Work instruction →
What is the number of lines in the records that contain "error"? Give only that number.

Recorded data →

PR #436, opened 2021-11-23
Jenkinsfile: add rerun flag

saqibali-2k:
Reruns have been disabled by default. Lets add the flag to turn
them on in the pipeline.

### DIFF
--- a/Jenkinsfile
+++ b/Jenkinsfile
@@ -320,7 +320,7 @@ lock(resource: "build-${params.STREAM}") {
 
         stage('Kola:QEMU basic') {
             shwrap("""
-            cosa kola run --basic-qemu-scenarios --no-test-exit-error
+            cosa kola run --rerun --basic-qemu-scenarios --no-test-exit-error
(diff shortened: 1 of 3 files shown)


dustymabe:
There are a few places in this repo where we call [`fcosKola()`](https://github.com/coreos/coreos-ci-lib/blob/main/vars/fcosKola.groovy) from `coreos-ci-lib`. I'm not sure whether we should update the lib or update our calls here to make sure `--rerun` gets added.

jlebon (approved):
LGTM! As @dustymabe mentioned, there is also `fcosKola`.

Written reply →
2